Juan notó que el fregadero de la cocina se había tapado, y que el agua llegaba justo a la mitad de sus paredes.
Miró fijamente el agua, pensando que podría estar bajando, solo tan lento que era imposible darse cuenta. Entonces, como optimista que era, urdió un plan: daría unos pasos atrás, de modo que su punto de vista le revelase, oblicuamente, el borde superior del fregadero al ras del agua. Utilizando este punto de referencia, se dispondría a esperar un cambio de perspectiva. Cuando dejase de ver el agua, el estancamiento se habría resuelto por sí solo.
Tenía entonces quince años. Tanto tiempo esperó parado en ese punto, que fue aumentando en estatura, y entonces oteaba aterrorizado como el nivel del agua era más elevado que nunca.
Y seguía subiendo.
Lamentablemente, Juan habría de ser un joven excepcionalmente alto, por lo que, al cumplir los veinte años, la inundación de la casa –y su propia muerte- eran inminentes. Pensó que lo sensato habría sido tomar acción desde el primer momento, mas era ahora inconcebible. Según sus cálculos, el agua sería para entonces tan profunda, que cabrían varios hombres adultos en el fregadero, y no disponía de un equipo de buceo para intentar remediar la obstrucción.

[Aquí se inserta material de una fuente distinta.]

PR #284, opened 2022-08-15
prevent SIGSEGV for non-strings on read string method

ChristianBeilschmidt:
- [x] I agree to follow the project's [code of conduct](https://github.com/georust/gdal/blob/master/CODE_OF_CONDUCT.md).
- [x] I added an entry to `CHANGES.md` if knowledge of this change could be valuable to users.
---

I noticed that there is a segmentation fault when calling read_as_string for the MDArray if it is not of type string.
This is why I check for its datatype first.

Moreover, there are new Clippy lints that I had to consider.

PR #285, opened 2022-08-15
add raster mask methods

jdroenner:
- [ x ] I agree to follow the project's [code of conduct](https://github.com/georust/gdal/blob/master/CODE_OF_CONDUCT.md).
- [ x ] I added an entry to `CHANGES.md` if knowledge of this change could be valuable to users.
---

### DIFF
--- a/src/raster/rasterband.rs
+++ b/src/raster/rasterband.rs
@@ -50,6 +50,37 @@ fn map_resample_alg(alg: &ResampleAlg) -> u32 {
     }
 }
 
+/// Wrapper type for gdal mask flags.
+/// From the GDAL docs:
+/// - `GMF_ALL_VALID`(0x01): There are no invalid pixels, all mask values will be 255. When used this will normally be the only flag set.
+/// - `GMF_PER_DATASET`(0x02): The mask band is shared between all bands on the dataset.
+/// - `GMF_ALPHA`(0x04): The mask band is actually an alpha band and may have values other than 0 and 255.
+/// - `GMF_NODATA`(0x08): Indicates the mask is actually being generated from nodata values. (mutually exclusive of `GMF_ALPHA`)
+pub struct GdalMaskFlags(i32);
+
+impl GdalMaskFlags {
+    const GMF_ALL_VALID: i32 = 0x01;
+    const GMF_PER_DATASET: i32 = 0x02;
+    const GMF_ALPHA: i32 = 0x04;
+    const GMF_NODATA: i32 = 0x08;
+
+    pub fn is_all_valid(&self) -> bool {
+        self.0 & Self::GMF_ALL_VALID != 0
+    }
+
+    pub fn is_per_dataset(&self) -> bool {
+        self.0 & Self::GMF_PER_DATASET != 0
+    }
+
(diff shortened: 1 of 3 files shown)


ChristianBeilschmidt:
Maybe we can create a separate Clippy PR based on https://github.com/georust/gdal/pull/284

jdroenner:
yes we need to solve that issue anyway

ChristianBeilschmidt:
https://github.com/georust/gdal/pull/286

src/raster/rasterband.rs
```diff
@@ -50,6 +50,37 @@ fn map_resample_alg(alg: &ResampleAlg) -> u32 {
...
+/// Wrapper type for gdal mask flags.
+/// From the GDAL docs:
+/// - `GMF_ALL_VALID`(0x01): There are no invalid pixels, all mask values will be 255. When used this will normally be the only flag set.
+/// - `GMF_PER_DATASET`(0x02): The mask band is shared between all bands on the dataset.
+/// - `GMF_ALPHA`(0x04): The mask band is actually an alpha band and may have values other than 0 and 255.
+/// - `GMF_NODATA`(0x08): Indicates the mask is actually being generated from nodata values. (mutually exclusive of `GMF_ALPHA`)
+pub struct GdalMaskFlags(i32);
+
+impl GdalMaskFlags {
+    const GMF_ALL_VALID: i32 = 0x01;
```
lnicola, line 62: I'm a bit surprised we don't have these in `gdal-sys`.

src/raster/rasterband.rs
```diff
@@ -498,6 +529,43 @@ impl<'a> RasterBand<'a> {
...
+    /// `shared_between_all_bands` indicates if all bands of the dataset use the same mask.
+    pub fn create_mask_band(&mut self, shared_between_all_bands: bool) -> Result<()> {
+        let flags = if shared_between_all_bands {
+            GdalMaskFlags::GMF_PER_DATASET // It is the only valid flag here.
+        } else {
+            0x00
+        };
+
+        unsafe {
+            let rv = gdal_sys::GDALCreateMaskBand(self.c_rasterband, flags);
```
lnicola, line 550:
```suggestion
            let rv = unsafe { gdal_sys::GDALCreateMaskBand(self.c_rasterband, flags) };
```

to make the `unsafe` block as small as possible.

lnicola (approved):

src/raster/rasterband.rs
jdroenner: i think it is a define not a const variable in the cpp code. I guess bindgen does not pick that up.

lnicola: Yeah, I'm not sure what's up, I think it should generate them.

jdroenner: is bindgen able to handle defines? i can't find any examples.

lnicola: Yeah, it is: https://github.com/rust-lang/rust-bindgen/issues/1185

jdroenner: so what is wrong with our bindgen config? And i guess we would need to regenerate all bindings -_-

Juan Preciado tenía cuarenta y seis años cuando murió de un ataque cardíaco. Sus últimos momentos fueron empleados en maldecir de mil formas a los camilleros, pues había perdido su puesto, y ahora nunca sabría si el nivel del agua iba a bajar o no.
Comentarios
Lo peor de todo: Juan observaba con temor y angustia el agua que subía; si aún hubiera pasado un buen rato...
¡Gracias por leer y comentar Amparo!
Alantar
Gracias por tu tiempo.
Y, por todos los medios, ¡procrastinemos sobre la procrastinación! Rara vez se encuentran simultaneidades corporales-metafísicas. Además, tenemos las líneas espacio-tiempo... Ya sabemos, una línea: sucesión infinita de puntos. Encontrarse en cuatro puntos paralelos a la vez, entre la infinidad de posibilidades, ¡es algo admirable!
Así, si llamamos a la procrastinación P, para abreviar, nuestro cuerpo hace P y está en un espacio de P, mientras nuestra mente piensa en P mientras hace P, mientras el tiempo se escabuye en P, todo por un cuento sobre P...
Este breve gran relato demuestra que el motivo sobre lo que se escribe es lo de menos, es el cómo lo que importa, cualquier tema, profundo o banal, si se escribe bien asciende a categoría deliteratura.
Por ponerte un pero, un exceso de terminaciones en ....ente ( es una manía personal persecutoria contra los entes)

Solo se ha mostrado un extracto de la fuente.